- Published on
Understanding Database Indexing: A Deep Dive into MySQL and PostgreSQL - Part 1
- Authors
- Name
- Geonhyuk Im
- @GeonHyuk
Understanding Database Indexing: A Deep Dive into MySQL and PostgreSQL
Database indexing is a fundamental aspect of database management, offering a way to speed up the retrieval of records from a database table. Both MySQL and PostgreSQL, two of the most popular relational database management systems, implement indexing to enhance performance and efficiency.
Primary Key Indexing Based on B Trees
B-Tree is common data structure used for indexing in RDBMS. It is a self-balancing tree data structure that maintains sorted data and allows searches, sequential access, insertions, and deletions in logarithmic time. In the context of database indexing, B-Tree is used to create primary key indexes in MySQL and PostgreSQL.
B-Tree divides the data into blocks or pages, with each block containing a range of values and the size is usually 4KB. The root of the tree is the first block, and the leaf nodes are the last blocks. The internal nodes of the tree contain pointers to the child nodes, allowing for efficient traversal of the tree. This structure enables quick searches for specific values in O(log n) time complexity. The leaf nodes of the B-Tree contain the actual data values along with pointers to the corresponding rows in the database table.
Secondary Indexing in MySQL and PostgreSQL
In addition to primary key indexing, MySQL and PostgreSQL support secondary indexing to improve query performance on non-primary key columns. The essential difference between primary and secondary indexes is that primary indexes are unique and are used to enforce the uniqueness of the primary key column, while secondary indexes can be created on any column to speed up queries. This can be optimized by adding row identifiers to the secondary index, which allows the database engine to quickly locate the corresponding rows in the table.

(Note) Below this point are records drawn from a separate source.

PR #1313, opened 2020-05-17
chore: add `bugs` (used, e.g., by npmjs)

brettz9:


coreyfarrell:
Thanks for contributing.  Although `npm bugs nyc` seems to navigate to the proper github issues URL by default it is nice to set this explicitly.

brettz9:
Cool, thanks. https://www.npmjs.com/package/nyc doesn't make an issues link when there is no `bugs`, but I gotcha re: `npm bugs`. Thanks!

PR #1339, opened 2020-08-07
Add introductory section to README

mrsarm:
Awasome project! thanks.

That said, I came to this project because IntelliJ suggested me to use it in order to execute mocha tests with code coverage, so like any developer, before accept the IntelliJ suggestion I went to the official Npm section to see what is this package about, and like here in the Github README, you can see a lot of links and information but not what `ncy` actually does, so I just copy&pasted the introductory section from the official site.


JaKXz (approved):
Makes sense to me! Thanks!

Issue #1367, opened 2020-11-19
There is a Vulnerability in nyc 15.1.0


martinoppitz:
### Description

There is a vulnerability in y18n: https://snyk.io/test/npm/nyc/15.1.0

### Solution

Try to update / upgrade yargs.

KTOmega:
+1, I have a project that's impacted by this vulnerability rooted in our dependency on `nyc` (and `mocha`).

An issue I see is that the latest `yargs` doesn't support Node v8, whereas `nyc` seems to, based on the `package.json` & the tests in the linked PR. Does the `nyc` team have a roadmap for deprecating support for Node v8?

coreyfarrell:
nyc 15 will never drop support for node.js 8, doing so is semver major (node.js 8 being EOL is not relevant to this).  nyc 16 will require node.js 10 but it is not going to be rushed out (no current timeframe for nyc 16 to be released).  The only way this issue can possibly be hit is if the system environment variable `LC_ALL` is set to `__proto__` before nyc runs.  This would only happen if your system is compromised to begin with.

https://github.com/yargs/y18n/issues/112 is the upstream bug, if a fix is backported to y18n 4.x then yargs 15 and thus nyc 15 will be able to pull the fix per semver range.

Leaving this ticket open so others can see the status.

bcoe:
@coreyfarrell I have released `y18n@4.0.1` which has the patch.

coreyfarrell:
@bcoe thanks for taking care of this!

Closing this ticket as an in-range update is now available.

firefoxNX:
will there be a nyc release to update y18n to version 4.0.1?

coreyfarrell:
> will there be a nyc release to update y18n to version 4.0.1?

No, nyc only gets a new release for dependency updates when an out of range update is required.

firefoxNX:
Sorry I am new to nodejs. What do you mean by "out of range update"?

coreyfarrell:
Out of range versions would not be allowed by the dependency definitions.  In this case `y18n@^4.0.0` is pulled in by the version of yargs we require.  The `^4.0.0` means that any version 4.x.x will be accepted (it's in range).  If your project is still installing 4.0.0 then you need to run updates locally.

PR #1368, opened 2020-11-19
fix: upgrade yargs to v16 to fix a high vulnerability

martinoppitz:
Fix: https://github.com/istanbuljs/nyc/issues/1367


coreyfarrell:
This is not possible, nyc 15 supports node.js 8 so it cannot upgrade to yargs 16.  I'll comment further on the issue.

PR #1370, opened 2020-12-03
feat: Add support to change files tree in reporter . --summarizer=flat|nested|pkg option

blackswanny:
During debug i found there is no way to change how files are represented in report (flat, tree, etc) despite this feature is available in `istanbul-lib-report` package that generates files nodes tree for report. This allows to pass override of this feature from nyc down to `istanbul-lib-report`

### DIFF
--- a/README.md
+++ b/README.md
@@ -366,6 +366,20 @@ If you opt to pre-instrument your source-code (rather than using a just-in-time 
 _Important: If you are using nyc with a project that pre-instruments its code, run nyc with the configuration option `--exclude-after-remap` set to `false`.
 Otherwise nyc's reports will exclude any files that source-maps remap to folders covered under exclude rules._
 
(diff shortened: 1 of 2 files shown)


michaelhays:
Is the failed check preventing this from being merged? This option would be really useful!

blackswanny:
@coreyfarrell it fails on some particular NodeJS vers , but not all. And idk, why my change would have caused it. It shouldn't be related

Gu7z:
Is this project still actively maintained? I believe implementing this feature would be incredibly beneficial and enhance the utility of the project significantly. Looking forward to any updates on this.

@SimenB @bcoe

michaelhays:
@Gu7z No, there hasn't been a commit here in nearly 3 years. I'd recommend using https://github.com/bcoe/c8

PR #1401, opened 2021-04-14
Preservation of actual extensions specified

BDGrace:
Upper case characters are being transformed into lower case characters currently.  

This would keep extensions exactly as they are specified.

### DIFF
--- a/index.js
+++ b/index.js
@@ -57,7 +57,6 @@ class NYC {
 
     this.extensions = [].concat(config.extension || [])
       .concat('.js')
-      .map(ext => ext.toLowerCase())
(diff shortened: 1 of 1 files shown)


l198881 (approved):

index.js
```diff
@@ -57,7 +57,6 @@ class NYC {
 
     this.extensions = [].concat(config.extension || [])
       .concat('.js')
-      .map(ext => ext.toLowerCase())
```
l198881, line 60: .map(ext => ext.toUpperCase())

l198881 (approved):

PR #1413, opened 2021-06-14
Bump deprecate package uuid@3.x

cschanaj:


AncientSwordRage:
It looks like the above branches would run if we dropped support for node 10, which seems reasonable in 2022?

PR #1441, opened 2021-12-11
build: replace deprecated uuid dependency

johnrees:
UUID 3 is deprecated

`Please upgrade to version 7 or higher. Older versions may use Math.random() in certain circumstances, which is known to be problematic. See https://v8.dev/blog/math-random for details.`

Upgrading it will be very helpful to push things along for libraries depending on this.

Thanks!


pshenmic:
Bump this

Duplicated: https://github.com/istanbuljs/nyc/pull/1413

PR #1484, opened 2022-08-19
make input relative to --cwd path

loidy:


sw-tracker:
Any updates on accepting this change? I am also experiencing this problem...

PR #1550, opened 2024-02-27
[Breaking Change] Node Upgrade to >=20.0.0

BboyAkers:
# What is in this PR?
- Bumping version of the required node version to LTS `>=v20.0.0`

# Why?
Current node version is not maintained.

Additional Info:
Currently getting this error below while running `npm run test`
Screenshot 2024-02-26 at 8 13 17 PM

I did an `npm list jackspeak` to see further where this package is since it's not in the top-level dependency tree. This was the result. For context, I did upgrade tap to the latest version, `18.7.0`.
Screenshot 2024-02-26 at 8 17 30 PM

Would love some eyes on what you might think could be the issue. I'll continue hacking away at debugging this error! @bcoe  🙂

### DIFF
--- a/package.json
+++ b/package.json
@@ -1,6 +1,6 @@
 {
   "name": "nyc",
-  "version": "15.1.0",
+  "version": "16.1.0",
   "description": "the Istanbul command line interface",
   "main": "index.js",
   "scripts": {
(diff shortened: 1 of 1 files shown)


bcoe:
I think addressed by https://github.com/istanbuljs/nyc/pull/1552

PR #367, opened 2018-06-02
Run unit tests on PHP 7.0 on pre-push

borNfreee:
We should run unit tests on PHP 7.0 rather than PHP intalled on the host machine of the developer.

It will help to avoid situations like [this](https://github.com/infection/infection/pull/365#discussion_r192553842)

### DIFF
--- a/devTools/pre-push
+++ b/devTools/pre-push
@@ -1,3 +1,3 @@
 #!/bin/bash
 
-make analyze && ./vendor/bin/phpunit
+make analyze && make test-unit-70


BackEndTea:
There can also be edge cases that would only be covered on php 7.1 or 7.2, and im somewhat against running all tests pre-push, as that is what ci is checking for us.

borNfreee:
I am not sure I got you. This update just runs unit tests on 7.0 instead of host machine's PHP version. No new tests were added to the hook.

Could you explain what do you suggest?

BackEndTea:
Personally i'm okay with running it against the users php version, and finding errors that only exist for specific versions of php in ci.

Testing specifically against 7.0 would not catch 7.1 ony errors, and the same goes for other versions.

borNfreee:
1. If it works on PHP 7.0, it is likely works on 7.1 and other higher versions.
2. If it works on PHP 7.1, it is not guaranteed that it works on PHP 7.0

In [this](https://github.com/infection/infection/pull/365#discussion_r192553842) example I've added `private` to the `const`. `pre-push` code executed unit tests on my host machine's PHP 7.1 without any error. But it failed on CI for 7.0.

So the goal is just to reduce the possibility of pushing invalid code to the remote.

BackEndTea:
> If it works on PHP 7.0, it is likely works on 7.1 and other higher versions.

True, but we do test features that are 7.1+, which are skipped on 7.0 (nullable returns etc)

borNfreee:
@BackEndTea do you have any objections/concern before merging?

borNfreee:
thank you @BackEndTea and @sanmai

PR #368, opened 2018-06-02
Check `flock` exists on current OS. If not - skip it

borNfreee:
Now it's impossible to run for example `make test-unit-70` on MacOS because it doesn't have `flock` function

`-bash: flock: command not found`

This update checks if it exists, and if not - continues execution instead of failing with the error above.

I'm newbie in bash, so advice on how to do it better would be very useful.

### DIFF
--- a/Makefile
+++ b/Makefile
@@ -4,9 +4,9 @@ PHP-CS-FIXER=./php-cs-fixer-v2.phar
 PHPUNIT=vendor/bin/phpunit
 
 DOCKER_RUN=docker run -t --rm -v "$$PWD":/opt/infection -w /opt/infection
-DOCKER_RUN_70=flock devTools/*php70*.json $(DOCKER_RUN) infection_php70
-DOCKER_RUN_71=flock devTools/*php71*.json $(DOCKER_RUN) infection_php71
-DOCKER_RUN_72=flock devTools/*php72*.json $(DOCKER_RUN) infection_php72
+DOCKER_RUN_70=type -t flock && flock devTools/*php70*.json & $(DOCKER_RUN) infection_php70
+DOCKER_RUN_71=type -t flock && flock devTools/*php71*.json & $(DOCKER_RUN) infection_php71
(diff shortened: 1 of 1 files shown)


sanmai:
It appears there's a drop-in replacement:
```
brew tap discoteq/discoteq
brew install flock
```

Makefile
```diff
@@ -4,9 +4,9 @@ PHP-CS-FIXER=./php-cs-fixer-v2.phar
 PHPUNIT=vendor/bin/phpunit
 
 DOCKER_RUN=docker run -t --rm -v "$$PWD":/opt/infection -w /opt/infection
-DOCKER_RUN_70=flock devTools/*php70*.json $(DOCKER_RUN) infection_php70
-DOCKER_RUN_71=flock devTools/*php71*.json $(DOCKER_RUN) infection_php71
-DOCKER_RUN_72=flock devTools/*php72*.json $(DOCKER_RUN) infection_php72
+DOCKER_RUN_70=type -t flock && flock devTools/*php70*.json & $(DOCKER_RUN) infection_php70
+DOCKER_RUN_71=type -t flock && flock devTools/*php71*.json & $(DOCKER_RUN) infection_php71
+DOCKER_RUN_72=type -t flock && flock devTools/*php72*.json & $(DOCKER_RUN) infection_php72
```
sanmai: This single ampersand here makes `flock` useless in this command. In other words, Docker will always run no matter if `flock` is found or not.

sanmai:
`flock` was added here because it wasn't possible to run the whole test suite without it.

Best way to fix this problem is not by adding some workarounds, but by fixing the root cause, which is improper use of temporary directories, if I recall correctly.

sanmai:
I confirm that tests are still failing if being run simultaneously. E.g. try removing flock and run:

    make -j test-unit

`flock` is essential to the current mode of operation if one ever wants to run multiple tests in parallel.

Makefile
borNfreee: > Docker will always run no matter if flock is found or not

that was exactly what I wanted to achieve

borNfreee:
thank you @sanmai 

closing in favor of https://github.com/infection/infection/pull/373

PR #370, opened 2018-06-03
Run a unit test in a separate process

BackEndTea:
I ran tests with https://github.com/fiunchinho/phpunit-randomizer and found that `test_it_throws_an_exception_if_not_configured` had to be ran first in order to pass its test. By running it in a separate process it isn't dependent on other tests.

After the fix i ran the whole test suite 100 times with different seeds, and the include interceptor tests specifically 1000 times, but no other errors were found.

### DIFF
--- a/tests/StreamWrapper/IncludeInterceptorTest.php
+++ b/tests/StreamWrapper/IncludeInterceptorTest.php
@@ -48,13 +48,17 @@ final class IncludeInterceptorTest extends \PHPUnit\Framework\TestCase
          * if any of our tests fail for any reason.
          *
          * Silenced a warning here: stream_wrapper_restore(): file:// was never changed, nothing to restore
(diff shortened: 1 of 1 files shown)


tests/StreamWrapper/IncludeInterceptorTest.php
```diff
@@ -34,6 +34,7 @@
 
     public static function setUpBeforeClass()
     {
+        var_dump('Settign up');
```
sanmai: Should this be here?

BackEndTea: Woops, forgot to remove that during some debugging.

borNfreee:
Thank you @BackEndTea

BackEndTea:
Thank you @borNfreee  & @sanmai

PR #371, opened 2018-06-03
Run cs fixer

BackEndTea:
The latest version of php-cs-fixer updated the symfony profile, whihc now includes the `native_constant_invocation` rule with the following settings:
```
* native_constant_invocation risky
   | Add leading `\` before constant invocation of internal constant to speed up resolving. Constant name match is case-sensitive, except for `null`, `false` and `true`.
   | Configuration: ['fix_built_in' => false, 'include' => ['DIRECTORY_SEPARATOR', 'PHP_SAPI', 'PHP_VERSION_ID']]
```

### DIFF
--- a/bin/infection
+++ b/bin/infection
@@ -39,7 +39,7 @@ if (!isset($file)) {
 require $file;
 unset($file);
 
-if (PHP_SAPI !== 'cli' && PHP_SAPI !== 'phpdbg') {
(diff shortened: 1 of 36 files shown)


sanmai:
It appears there's a consensus that [only most used constants should receive this treatment](https://github.com/FriendsOfPHP/PHP-CS-Fixer/pull/3127), and that's what you're proposing exactly. Seems reasonable to me.

BackEndTea:

PR #372, opened 2018-06-03
Enhancement: enable native function invocation cs rule

BackEndTea:
This PR:

- Adds the `native_function_invocation` php-cs-fixer rule, with the `@compiler_optimized` setting.

This means that only functions which are cached as opcodes will be prefixed. As these are the functions that will see the most benefit from doing so.

```bash
$ ./php-cs-fixer-v2.phar describe native_function_invocation
Description of native_function_invocation rule.
Add leading `\` before function invocation to speed up resolving.

Fixer applying this rule is risky.
Risky when any of the functions are overridden.

Fixer is configurable using following options:
* exclude (array): list of functions to ignore; defaults to []
* include (array): list of function names or sets to fix. Defined sets are `@internal` (all native functions), `@all` (all global functions) and `@compiler_optimized` (functions that are specially optimized by Zend); defaults to ['@internal']
* scope ('all', 'namespaced'): only fix function calls that are made within a namespace or fix all; defaults to 'all'
```

### DIFF
--- a/.php_cs.dist
+++ b/.php_cs.dist
@@ -30,6 +30,9 @@ return \PhpCsFixer\Config::create()
             'location' => 'after_open',
             'separate' => 'bottom',
         ],
+        'native_function_invocation' => [
+            'include' => ['@compiler_optimized']
+        ],
         'no_useless_else'=> true,
         'ordered_class_elements' => [
             'order' => [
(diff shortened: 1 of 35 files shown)


borNfreee:
Thank you @BackEndTea

BackEndTea:
Thank you @borNfreee, @sanmai & @sidz

PR #373, opened 2018-06-04
Allow easy Docker testing on Mac OS

sanmai:
Testing if flock exists or not needs somewhat more complicated logic than one wants to add to single line in a Makefile. Therefore this wrapper. Should fix the problem from #368 

This PR also includes two small fixes to make Docker testing run more smoothly in most circumstances.

### DIFF
--- a/tests/Fixtures/e2e/Parameters_Coverage/composer.json
+++ b/tests/Fixtures/e2e/Parameters_Coverage/composer.json
@@ -11,5 +11,11 @@
         "psr-4": {
             "ParamCoverage\\Test\\": "tests/"
         }
+    },
+    "config": {
+        "platform": {
+            "php": "7.0.8"
+        },
+        "sort-packages": true
     }
 }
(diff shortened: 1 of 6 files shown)


sanmai:
travis-ci build is failing because of a new rule `native_constant_invocation`, which is going to be rectified by  #371

tests/Fixtures/e2e/Parameters_Coverage/composer.json
```diff
@@ -11,5 +11,11 @@
         "psr-4": {
             "ParamCoverage\\Test\\": "tests/"
         }
+    },
+    "config": {
```
BackEndTea: Is this related to the mac os builds? or is it something else?

sanmai: Nah, that's just a random bug not worthy a separate PR: test dependencies are installed just once, and without an explicit platform definition if the first install happens not from PHP 7.0, all future tests on earlier versions will go broke.

borNfreee:
thank you @sanmai

PR #374, opened 2018-06-04
Look for .bat on all platforms

sanmai:
For Phpunit_Bat_Wrapper test to work we have to look for .bat on all platforms.

### DIFF
--- a/src/Finder/TestFrameworkFinder.php
+++ b/src/Finder/TestFrameworkFinder.php
@@ -99,6 +99,7 @@ class TestFrameworkFinder extends AbstractExecutableFinder
         $candidates = [
             $this->testFrameworkName,
             $this->testFrameworkName . '.phar',
+            $this->testFrameworkName . '.bat', // always looking for .bat for testing with .bat not on Windows
         ];
 
         /*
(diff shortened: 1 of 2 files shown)


sanmai:
Well, it turns out I was using a cached build of infection.phar... I'll check one more time, but it appears these changes are not needed. Closing for now.

src/Finder/TestFrameworkFinder.php
```diff
@@ -99,6 +99,7 @@ private function findTestFramework(): string
         $candidates = [
             $this->testFrameworkName,
             $this->testFrameworkName . '.phar',
+            $this->testFrameworkName . '.bat', // always looking for .bat for testing with .bat not on Windows
```
BackEndTea: Now we are looking for the `.bat` version twice.

sanmai: We could be like:
```
if ('\\' == \DIRECTORY_SEPARATOR) {
    array_unshift($candidates, $this->testFrameworkName . '.bat');
} else {
    $candidates[] = $this->testFrameworkName . '.bat';
}
```
Do you think this would be better? I'm not a big fan of `else` it it can be avoided.

borNfreee: IMO, in this case `else` is better than finding 2 times `.bat` file

sanmai: OK, done.

borNfreee:
Thank you @sanmai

In database index, key is the column or set of columns that are indexed, and the value is the actual data value stored in the index or the pointer to the row in the table. The key-value pair is used to quickly locate the desired rows based on the search criteria. The latter is particularly useful for columns that are frequently queried but are not unique, such as customer names, product categories, or order dates. And the location where the index is stored is called heap file, which is the actual data file that contains the table rows without sorted order. Heap file referencing is effective when not chaning the key, but updating the value. In this case, the index does not need to be updated, and the database engine can quickly locate the row based on the key and update the value. But if the new value requires more space than the old value, the database engine may need to move the row to a different location in the heap file to accommodate the larger value.
Clustered Indexing in MySQL and PostgreSQL
Since moving from index to heap file is expensive, clustered index is used to store the actual data in the leaf nodes of the B-Tree. This allows the database engine to retrieve the data directly from the index without the need to access the heap file. In MySQL, the primary key index is clustered by default, meaning that the primary key column is used to order the rows in the table. But in PostgreSQL, the primary key index is not clustered by default, but you can create a clustered index on any column using the CLUSTER command.
Multi-Column Indexing in MySQL and PostgreSQL
Single-column indexes are useful for queries that filter on a single column. But single-column indexes may not be sufficient for queries that filter on multiple columns. In such cases, multi-column indexes can be used to speed up the query performance. A multi-column index is created on multiple columns, and the database engine uses the combined values of these columns to locate the desired rows. The order of the columns in the index is essential, as it determines the index's effectiveness for different query conditions.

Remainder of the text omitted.